Collected data:
>>>
PR #1192, opened 2019-02-22
improve types.optional rather than add types.optionalNull

### LINKED ISSUE #1189: bootstrap command should be removed from package.json

xaviergonz:
Replaces PR #1190 

Actually the other types.optionalNull implementation that was merged had some mistakes:
- if undefined was passed as snapshot and it was not a valid value for the subtype the default would be used nevertheless
- it was not possible to get undefined as output snapshot if undefined was a valid value
- some other stuff

After some thought though I figured out a possibly better way to do it is that, instead of adding yet another type (optionalNull), rather to add an optional third argument to the current types.optional.
This third argument would be an array of primitives (string | number | boolean | null | undefined) that would be considered optional (that would be replaced by the default value)
```
types.optional(type, valOrFunc) // as usual, equivalent to types.optional(type, valOrFunc, [undefined])
types.optional(type, valOrFunc, [null]) // would replace types.optionalNull
types.optional(type, valOrFunc, [0]) // 0 would be replaced by the default
types.optional(type, valOrFunc, [null, undefined]) // would use the default value when the input snapshot is either undefined or null
```

Also on this PR:
- Removed IOptionalProperty and instead it checks if the Creation Snapshot has undefined as a possible value to decide if a property is optional or not
- Removed useless bootstrap command in favor of plain yarn install - Fixes #1189


packages/mobx-state-tree/__tests__/core/optional-extension.test.ts
```diff
@@ -0,0 +1,264 @@
+import { getSnapshot, types, unprotect } from "../../src"
+
+describe("null as default", () => {
+    describe("basic tests", () => {
+        const M = types.model({
```
mweststrate: test suggestion, with `[null]`, `x: undefined` or `y` being omitted should give type errors

packages/mobx-state-tree/src/types/utility-types/optional.ts
```diff
@@ -181,20 +170,66 @@ export function optional<IT extends IAnyType>(
...
+export function optional<IT extends IAnyType, OptionalVals extends ValidOptionalValues>(
+    type: IT,
+    defaultValueOrFunction: OptionalDefaultValueOrFunction<IT>,
+    optionalValues: OptionalVals
+): IOptionalIType<IT, OptionalVals>
+/**
+ * `types.optional` - Can be used to create a property with a default value.
+ * If the given value is not provided in the snapshot (or matches one of the provided optional values), it will default to the provided `defaultValue`.
+ * If `defaultValue` is a function, the function will be invoked for every new instance.
+ * Applying a snapshot in which the optional value is _not_ present causes the value to be reset
```
mweststrate: I think this API is way better! Super neat!

To see if I understand description correctly:

```javascript
const t = types.model({
  x: types.optional(types.number, 3, [0, 1])
})

t.create({x : 0 }) // x = 3 (would expect 0 though, since it matches types.number?)
t.create({ x: undefined }) // error (not missing, not in the optional set) (should `undefined` be implied always?)
t.create({ }) // x = 3
```

mweststrate: optional is basically a snapshot pre-processor :thinking:

xaviergonz: except that if when used as an snapshot pre-processor (such as the old implementation) then this:
```
const m = M.create({
  x: undefined
})
```
was still "valid" and transformed into the default value, since in the inside it transformed 0 || 1 into undefined for types.optional, and types.optional would accept that undefined

xaviergonz: A more clear example
```
const M = types.model({ 
  x: types.optionalNull(types.number, 10),
  y: types.optionalNull(types.number, 10)
})

// with the old implementation that uses only a pre-snapshot processor + types.optional
const m = M.create({
  x : undefined  // NOT ok, x will become 10, since it only transforms null into undefined, and undefined will become 10
  y: null // ok, will become undefined then undefined will become 10
})
// with the new implementation
const m = M.create({
  x : undefined, // ok, will throw that undefined is not assignable to number
  y: null // ok, y will become 10
})
```

packages/mobx-state-tree/__tests__/core/optional-extension.test.ts
xaviergonz: they do (tested manually), but how to test typings automatically? :-/

packages/mobx-state-tree/src/types/utility-types/optional.ts
xaviergonz:
```
const t = types.model({
  x: types.optional(types.number, 3, [0, 1])
})

t.create({x : 0 })
// x = 3, since 3 is an optional value (imagine that for some reason -1 has to be turned into an empty string or whatever, who knows

t.create({ x: undefined })
// error (and TS error) (not missing, not in the optional set), undefined shouldn't be implied since it is not declared as a valid optional value, if wanted then the array could just be [0, 1, undefined]
// this allows to validate stuff such as that the back-end value can be null, but if undefined that's an error

t.create({ }) // error, not 0 or 1 or number, if this should work then use [ 0, 1, undefined ] instead (this will also be a TS error if undefined is not a valid value)
```

xaviergonz: So answering the question, optional is a type pre-processor but with input snapshot validation on top I guess :)

xaviergonz:
Ah, another thing added by this PR I guess is that if a value can take undefined then it can be missing
e.g.
```
const  M = types.model({ x: types.union(undefined, types.number) })
const m = M.create({x: undefined }) // is ok
const m = M.create({ }) // is ok as well (even in TS)
```

xaviergonz:
Some more clarifications
```
types.optional(types.number, 5) // snapshotIn: number | undefined (optional, can be missing)
types.optional(types.number, 5, ['empty']) // snapshotIn: number | 'emtpy' (cannot be missing)
types.optional(types.number, 5, [undefined, 'empty']) // snapshotIn: number | 'emtpy' | undefined (optional, can be missing)
types.optional(types.number, 5, [null]) // snapshotIn: number | null (cannot be missing)
types.optional(types.number, 5, [-1, undefined]) // snapshotIn: number | undefined (optional, can be missing)
```
for all of them the snapshoutOut is number and the instance type is number

packages/mobx-state-tree/__tests__/core/optional-extension.test.ts
xaviergonz: I think I know now what you mean. added

```ts
        const M = types.model({
            a: types.optional(types.number, 5, [null]),
            b: types.optional(types.number, 6, [null])
        })

        {
            const m = M.create({
                a: null,
                b: null
            })
            expect(m.a).toBe(5)
            expect(m.b).toBe(6)
        }

            expect(() => {
                M.create({
                    a: null,
                    b: undefined as any // undefined is not valid
                })
            }).toThrowError("value `undefined` is not assignable to type: `number`")

            expect(() => {
                M.create({
                    a: null
                    // b: null missing, but should be there
                } as any)
            }).toThrowError("value `undefined` is not assignable to type: `number`")
        }
```

packages/mobx-state-tree/src/types/utility-types/optional.ts
xaviergonz: Added clarifications to the function docs

xaviergonz:
Just removed applyOptionalValuesToSnapshot, since apparently they were doing nothing for a long time

Apparently now this
```
processInitialSnapshot(childNodes: IChildNodesMap): this["S"] {
        const processed = {} as any
        Object.keys(childNodes).forEach(key => {
            processed[key] = childNodes[key].getSnapshot() // this already includes the replaced value from the default
        })
        // so applyOptionalValuesToSnapshot would always get the optional values already applied
        return this.applySnapshotPostProcessor(applyOptionalValuesToSnapshot(processed))
    }
```

I even run all tests with a console log to see what that function was doing and all it was doing all the time was replacing undefined by undefined values

Added some unit tests to make sure it is ok without that code though, all passing

xaviergonz:
Btw, maybe it is true and types.snapshotProcessor could be used to do optional

Something like 
```
function typesOptional(type, default, optionalValues) {
  const opt = types.snapshotPreprocessor(type, {
    preprocess(sn) {
      if (optionalValues.includes(sn)) return default; // or default() if a function
      return sn;
    }
  })
  return types.refinement(type.name + "?", opt)
}
```
the only difference is that it wouldn't be able to use actual instances as default, they'd need to be transformed into snapshots, so their node state would be lost

k-g-a:
> Just removed applyOptionalValuesToSnapshot, since apparently they were doing nothing for a long time

Yep, good catch! Its obsolete since ```_getCachedInitialSnapshot()``` introduction, which fixed pre/post process snapshot bugs short after v3 relese! :) I've checked that you had removed related dead code either.

> the only difference is that it wouldn't be able to use actual instances as default

It seems to me that using actual instance for default value should not be allowed at all, becasue:
- if one creates in in-place: ```types.optional(MyType, () => MyType.create(MY_TYPE_SNAPSHOT))``` - it's just a more verbose way to do ```types.optional(MyType, () => MY_TYPE_SNAPSHOT)``` - no performance benefits, just moving the same work to another place in the call tree; I think people go that way, becasue it's not clear enough, that __new instance__ will be created every time under the hood;
- if one uses imported (or somehow obtained, i.e. via DI-container) instance: in this case there is a high chance to get errors about 'it is already part of the same or another state tree' - because one should use reference, not instance to reuse nodes. We used to stumble upon it in our codebase for a few times at the beginning, becuase we did not understand how MST works internally.

So I upvote using ```preProcessor```. 
But even if we decide not to, I'd forbid returning instances from ```defaultInstanceOrSnapshot``` at least type level.

xaviergonz:
So I see these options:

1. keep the PR as is, enhancing types.optional
  - (breaking) plus maybe in the future re-implement the enhanced types.optional as a plain snapshotprocessor, dropping the instance as a default support
2. remove types.optional enhancements but keep the typing improvements so that any snapshotProcessors that takes undefined as input become automatically optional for TS
  - (breaking) plus maybe in the future re-implement the good old types.optional as a plain snapshotprocessor, dropping the instance as a default support

Btw, once thing that can be done when using instances as default is something like this
```
types.optional(M, () => {
  const m = M.create(...)
  m.doSomethingWithVolatileOrInternalState()
});
```

but given how many times I've seen people just do 
```
const def = M.create(...)
types.optional(M, () => def)
```
and never the other one I'm not sure if that's enough to keep it.

xaviergonz:
@mweststrate which option from the two above should this pr take?

mweststrate:
@xaviergonz I think I would go for 1. Maybe add: print a warning (once) if instance is returned from the default function? @k-g-a strong opinion about it?

xaviergonz:
Since the warning would be a new feature I'll merge it in the meanwhile :)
<<<
**TASK TO COMPLETE**
Which lines of the records above hold the word "export"? Copy each one out.

**EXERCISE ANSWER**
@@ -181,20 +170,66 @@ export function optional<IT extends IAnyType>(
+export function optional<IT extends IAnyType, OptionalVals extends ValidOptionalValues>(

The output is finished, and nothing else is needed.